The regular alternation of (1 → 4) and (1 → 6) bonds results in two distinctive properties of structural flexibility and enhanced solubility (Leathers, 1993). The unique linkage pattern also endows pullulan with distinctive physical traits along with adhesive properties and its capacity to form fibers, compression moldings, and strong, oxygen-impermeable films. Pullulan’s solubility can be controlled or provided with reactive groups by chemical derivatization. Consequently, pullulan and its derivatives have numerous potential for food, pharmaceutical and other industrial applications. Pullulan is water soluble, insoluble in organic solvents and non-hygroscopic in nature. Its aqueous solutions are stable and show a relatively low viscosity as compared to other polysaccharides. It decomposes at 250–280 °C. It is moldable and spinnable, being a good adhesive and binder. It is also non-toxic, edible, and biodegradable. Its main quality parameters are summarized in Table 1. A number of reviews on pullulan have appeared (Israilides et al., 1999, Leathers, 2002, Leathers, 2003, Shingel, 2004) and this review focuses on microbial sources, structural geometry, upstream processing, downstream processing, peculiar characteristics and applications of pullulan.

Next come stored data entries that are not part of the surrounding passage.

PR #1498, opened 2025-06-02
Fixed glslc binaries being build even if enable install is off.

Z3DBreaker:
For whatever reason even if this toggle is set to OFF it will still build the glsc binary so I added a if there and that seems to fix it.

### DIFF
--- a/glslc/CMakeLists.txt
+++ b/glslc/CMakeLists.txt
@@ -32,8 +32,8 @@ add_library(glslc STATIC
 shaderc_default_compile_options(glslc)
 target_include_directories(glslc PUBLIC ${glslang_SOURCE_DIR})
 
-if (SHADERC_ENABLE_WGSL_OUTPUT)
-  if (IS_DIRECTORY "${tint_SOURCE_DIR}/include")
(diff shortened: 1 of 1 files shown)


dj2:
Why guard building the binary on install? If you'd prefer to not build the binary, it would be better to add a custom flag to disable binary generation.

JennieLizz:
> There is already a build flag for binary? If so, then the install check shouldn't be needed, yea?

Yes, there are other binaries that do get cut off by this flag the only exception is glsc. I have no clue why.

JennieLizz:
If there is a flag I might've missed then please let me know.

dj2:
`glslc` is the only binary produced, is it not? There is also the shaderc library, but I think there is only one binary executable. There is currently no flag to put binaries behind if you don't want them built, it would have to be added.

But, the building of binaries should not be gated on install.

JennieLizz:
> `glslc` is the only binary produced, is it not? There is also the shaderc library, but I think there is only one binary executable. There is currently no flag to put binaries behind if you don't want them built, it would have to be added.
> 
> But, the building of binaries should not be gated on install.

Okay, Ill add something more like that then. Thanks!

A survey of the World patent Index in 1983 revealed that over 150 inventions were related to this polysaccharide, mostly on its new applications (LeDuy, Choplin, Zajic, & Loung, 1988). Literature has been surveyed from 2000 to 2007 and it reveals ten new inventions related to production and pharmaceutical applications of the pullulan (Boyd et al., 2006, Cade et al., 2003, Gaddy and Patton, 2006, Ikewaki et al., 2005, Leung et al., 2006, Scott et al., 2005, Thorne et al., 2000, Thorne et al., 2002, Wolf, 2005). A number of methods for pullulan production have been reported (Kato and Shiosaka, 1974, Ozaki et al., 1996, Wallenfels and Bender, 1961, Zajic, 1967). Many applications of pullulan in food have been documented (Hiji, 1986, Hijiya and Shiosaka, 1975a, Hijiya and Shiosaka, 1975b, Kato and Shiosaka, 1975a). Applications of pullulan in personal care products have been summarized by Nakashio, Tsuji, Toyota, and Fujita (1976b). Numerous derivatizations of pullulan have also been patented, including esterification (Hijiya & Shiosaka, 1975c), etherification (Fujita, Fukami, & Fujimoto, 1979), hydrogenation (Kato & Shiosaka, 1976) and carboxylation (Tsuji, Fujimoto, Masuko, & Nagase, 1978).